Exercise goal
Report each line of the data that includes the word "values".
——————
PR #1139, opened 2025-08-30
Component selection shortcut

azizmejri1:
This PR introduces a new keyboard shortcut to improve the efficiency of selecting components in the app. Users can now quickly select components using Meta + Shift + C for Mac and Ctrl + Shift + C for Other devices (Windows/Linux)

    

---

## Summary by cubic
Add a shortcut to quickly activate the component selector from the preview. Use Meta+Shift+C on macOS and Ctrl+Shift+C on Windows/Linux.

- **New Features**
  - Added useShortcut hook to handle key combos and prevent default on match.
  - Wired shortcut in PreviewIframe with OS detection for Meta vs Ctrl.
  - Forwarded keydown events from the iframe to the parent via postMessage (dyad-shortcut-triggered) so the shortcut works inside preview content.


src/components/preview_panel/PreviewIframe.tsx
wwwillchen, line 1: In L443 - let's also update the tooltip to display the keyboard shortcut (depending on platform) so that users know this exists. thanks!

azizmejri1: Thanks for the suggestion . I fixed the issues raised by the bot and updated the tooltip to display the keyboard shortcut.

worker/dyad-component-selector-client.js
```diff
@@ -146,6 +146,37 @@
...
+    const hasShift = e.shiftKey;
+    const hasCtrlOrMeta = e.ctrlKey || e.metaKey;
+    if (key && hasShift && hasCtrlOrMeta) {
+      e.preventDefault();
+      window.parent.postMessage(
+        {
+          type: "dyad-shortcut-triggered",
+          key: key,
+          eventModifiers: {
+            ctrl: e.ctrlKey,
```
wwwillchen: Just to be safe, rather than posting a generic "dyad-shortcut-triggered" message, I would post a specific message like "dyad-select-component-shortcut" and not send the actual key (or event modifiers) to the parent window. 

See the graphite-app security comment for more context.

src/components/preview_panel/PreviewIframe.tsx
```diff
@@ -433,6 +446,7 @@ export const PreviewIframe = ({ loading }: { loading: boolean }) => {
                     ? "Deactivate component selector"
                     : "Select component"}
                 </p>
+                <p>{isMac ? "Meta + Shift + C" : "Ctrl + Shift + C"}</p>
```
wwwillchen: let's use ⌘ for Meta and ⇧ for Shift (this is more idiomatic and what Chrome DevTools does)

wwwillchen (changes requested):
Just pulled it down and it works very nicely! Couple of suggestions around security and tooltip and then I think we can merge. thank you

wwwillchen (approved):
awesome! thank you.

Issue #945, opened 2025-08-15
<dyad-command type="refresh"></dyad-command> appearing in generated text output


princeaden1:
**Describe the bug**
While using the application, the literal string <dyad-command type="refresh"></dyad-command> is sometimes included in generated text instead of being interpreted or removed. This looks like an internal control/command tag that is not meant to be shown to end users.

**To Reproduce**

Ask Dyad to generate a code, at the bottom and above the summary it use to include the tag asking user to refresh

**Expected behavior**
While using the application, the literal string <dyad-command type="refresh"></dyad-command> is sometimes included in generated text instead of being interpreted or removed. This looks like an internal control/command tag that is not meant to be shown to end users.

**Screenshots**

<img width="814" height="200" alt="Image" src="https://github.com/user-attachments/assets/721bc90c-4dab-4aaf-8b9c-51b88c2a7e26" />

**Desktop (please complete the following information):**

**Additional context**

wwwillchen:
yeah, we should hide it

PR #1162, opened 2025-09-02
fix: hide <dyad-command> tags from generated text output (#945)

princeaden1:
### Summary
This PR hides `<dyad-command type="refresh"></dyad-command>` tags from generated text outputs. These elements are not intended for end users and clutter the response text.

### Changes
- Filter out `<dyad-command>` tags from generated text.
- Ensure no regressions in rendering or formatting of user-visible output.

    

---

## Summary by cubic
Hide dyad-command tags from chat output so internal commands never appear in user-visible text. Updates DyadMarkdownParser to detect and drop these tags during preprocessing, parsing, and rendering.

### DIFF
--- a/src/components/chat/DyadMarkdownParser.tsx
+++ b/src/components/chat/DyadMarkdownParser.tsx
@@ -123,6 +123,7 @@ function preprocessUnclosedTags(content: string): {
     "dyad-edit",
     "dyad-codebase-context",
     "think",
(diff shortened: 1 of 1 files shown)


rakibulrocky14:
This is really an important UI reated PR because this tag shows in the output test

wwwillchen:
@princeaden1 thanks!

Issue #1194, opened 2025-09-05
No resizing limit


azizmejri1:
**Describe the bug**
Currently, Dyad windows can be resized without any constraints. This allows the window to shrink to unusably small sizes

**To Reproduce**

1. Open Dyad.  
2. Resize the window continuously.  
3. Notice there are no restrictions on minimum size. 

**Expected behavior**
- Set a minimum window width and height to prevent UI elements from becoming inaccessible.  

**Screenshots**

https://github.com/user-attachments/assets/54e843c0-2abb-463a-bd19-16b35a1e3ec2

**Desktop (please complete the following information):**

- OS: Windows 10

**Additional context**
N/A

PR #1195, opened 2025-09-05
Set minimum window size to prevent UI breakage

azizmejri1:
This PR solves issue #1194 by setting a minimum height and width
    

---

## Summary by cubic
Set a minimum window size to prevent UI breakage when the app is resized too small. The BrowserWindow now enforces minWidth 800 and minHeight 500 so layouts stay stable and controls remain accessible.


wwwillchen:
thanks!

PR #1201, opened 2025-09-05
fix(ui): turbo edit -  prevent code editor content click from toggling accordion

princeaden1:
Hovering over the turbo edit code block previously showed a pointer cursor, and clicking inside would collapse/expand the accordion. This PR updates the DyadEdit component to use cursor-text and adds e.stopPropagation() so clicks inside the code block no longer toggle the accordion.

https://github.com/user-attachments/assets/1b23be66-6d8f-4e4b-a390-d59f9a2bcee8

    

---

## Summary by cubic
Prevented the Turbo Edit accordion from toggling when clicking inside the code block and updated the cursor to text to signal editing.

- **Bug Fixes**
  - Stop click propagation inside the code block to avoid accordion toggle.
  - Apply cursor-text on the code container for proper text-selection affordance.

### DIFF
--- a/src/components/chat/DyadEdit.tsx
+++ b/src/components/chat/DyadEdit.tsx
@@ -99,7 +99,10 @@ export const DyadEdit: React.FC<DyadEditProps> = ({
         </div>
       )}
       {isContentVisible && (
-        <div className="text-xs">
+        <div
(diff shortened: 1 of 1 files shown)


wwwillchen:
thanks!

PR #1259, opened 2025-09-11
Make Azure OpenAI Provider Configuration UI-Only

tmaasen:
Previously: configured AZURE_API_KEY and AZURE_RESOURCE_NAME by setting them in the terminal before running.

Now: Set them directly within the UI settings.
    

---

## Summary by cubic
Moves Azure OpenAI configuration to UI-only. Users now enter Azure Resource Name and API Key in Settings; environment variables are no longer used.

- **New Features**
  - Added Azure settings form with Resource Name and API Key fields, save, and success/error states.
  - Persist Azure credentials in settings (AzureProviderSetting: azureApiKey, resourceName).
  - Provider status now checks settings, not env vars.
  - Model client initializes Azure via createAzure(...) using saved settings, with clearer missing-config errors.

- **Migration**
  - Stop using AZURE_API_KEY and AZURE_RESOURCE_NAME environment variables.
  - Go to Settings → Providers → Azure and save Resource Name and API Key.
  - If you previously relied on env vars, Azure will appear unconfigured until saved in the UI.

### DIFF
--- a/package-lock.json
+++ b/package-lock.json
@@ -1,12 +1,12 @@
 {
   "name": "dyad",
-  "version": "0.20.0",
+  "version": "0.21.0-beta.1",
   "lockfileVersion": 3,
   "requires": true,
   "packages": {
     "": {
       "name": "dyad",
-      "version": "0.20.0",
+      "version": "0.21.0-beta.1",
       "license": "MIT",
       "dependencies": {
         "@ai-sdk/amazon-bedrock": "^3.0.15",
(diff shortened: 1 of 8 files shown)


Diegoriggle77:
Output has to be:  Triple A studio quality to set industry standard.  Accurate and security and privacy non negotiable.

wwwillchen:
Thanks @tmaasen for the PR - I think adding UI as an option is good. Generally for our other providers we look-up UI config values first and then fallback to environment variables. This way users can explicitly put it in the UI but also benefit from implicit env var if it's there.

wwwillchen:
I'm actually going to close this in favor of #1289 which basically implements the suggestion above. Thanks again for the PR!

PR #1289, opened 2025-09-15
Enhance Azure configuration handling and UI updates

rakibulrocky14:
# Changes 

- Update Azure configuration components to manage API key and resource name settings.
- Improve visibility of conThis pull request introduces a redesigned Azure provider settings UI and refactors the logic for configuring Azure OpenAI credentials, both in the frontend and supporting hooks. The main changes focus on making the Azure configuration experience clearer and more robust by supporting both environment variable and saved settings, improving status indicators, and updating the logic for determining provider readiness.

**Azure Provider UI and Logic Improvements**

* Added a new `AzureConfiguration` component that provides a dedicated form for entering and saving Azure resource name and API key, with clear status indicators and error handling. The UI now explains precedence between saved settings and environment variables, and guides users through configuration. (`src/components/settings/AzureConfiguration.tsx`)
* Updated the main provider settings page and API key configuration logic to pass Azure-specific settings and update functions to the new component, ensuring seamless integration and correct state management. (`src/components/settings/ApiKeyConfiguration.tsx`, `src/components/settings/ProviderSettingsPage.tsx`) [[1]](diffhunk://#diff-2104fb487cda3768cc5777889100e882f51e7fb3e13abe3cc89cf8ed1444300aR35) [[2]](diffhunk://#diff-2104fb487cda3768cc5777889100e882f51e7fb3e13abe3cc89cf8ed1444300aR51-R61) [[3]](diffhunk://#diff-9140e707ebb56ffed3272b4661ea1e6d8388ee604a8535c58e8a1564d280057cR297)
* Refactored the logic for determining whether Azure is configured to check both saved settings and environment variables, ensuring accurate status display and enabling fallback to environment variables if no settings are saved. (`src/components/settings/ProviderSettingsPage.tsx`, `src/hooks/useLanguageModelProviders.ts`) [[1]](diffhunk://#diff-9140e707ebb56ffed3272b4661ea1e6d8388ee604a8535c58e8a1564d280057cL72-R99) [[2]](diffhunk://#diff-9ac9e279a0cda34a0bc519348d5474b2e355b0828a678495be3af1e8984b5be5R35-R48)
* Updated the Azure provider E2E test to verify the new UI elements, status indicators, and guidance, ensuring the test matches the new configuration flow and messaging. (`e2e-tests/azure_provider_settings.spec.ts`)

**Supporting Type and Import Updates**

[...]

PR #1303, opened 2025-09-17
Fix/azure configuration

dvansari65:
Added: added input fields and save keys button with form submission.
Created onConfigSave method which is taking azure api key and resource name as a input
    

---

## Summary by cubic
Adds an in-app Azure OpenAI configuration form to enter and save the API key and resource name, fixing the missing option when env vars aren’t set. Also bumps Electron to v38 for the desktop app.

- New Features
  - Added input fields and a Save button in Azure settings for AZURE_API_KEY and AZURE_RESOURCE_NAME.
  - Hooked form submission to onConfigSave; shows “Saving…” and disables the button while saving.
  - Status chips now reflect entered values (not only env vars).

- Dependencies
  - Upgraded electron to ^38.1.0.

### DIFF
--- a/package-lock.json
+++ b/package-lock.json
@@ -1,12 +1,12 @@
 {
   "name": "dyad",
-  "version": "0.20.0",
+  "version": "0.21.0",
   "lockfileVersion": 3,
   "requires": true,
   "packages": {
     "": {
       "name": "dyad",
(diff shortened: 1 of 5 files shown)


wwwillchen:
this is being worked on in #1289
——————
Problem solution
Thanks @tmaasen for the PR - I think adding UI as an option is good. Generally for our other providers we look-up UI config values first and then fallback to environment variables. This way users can explicitly put it in the UI but also benefit from implicit env var if it's there.
  - Status chips now reflect entered values (not only env vars).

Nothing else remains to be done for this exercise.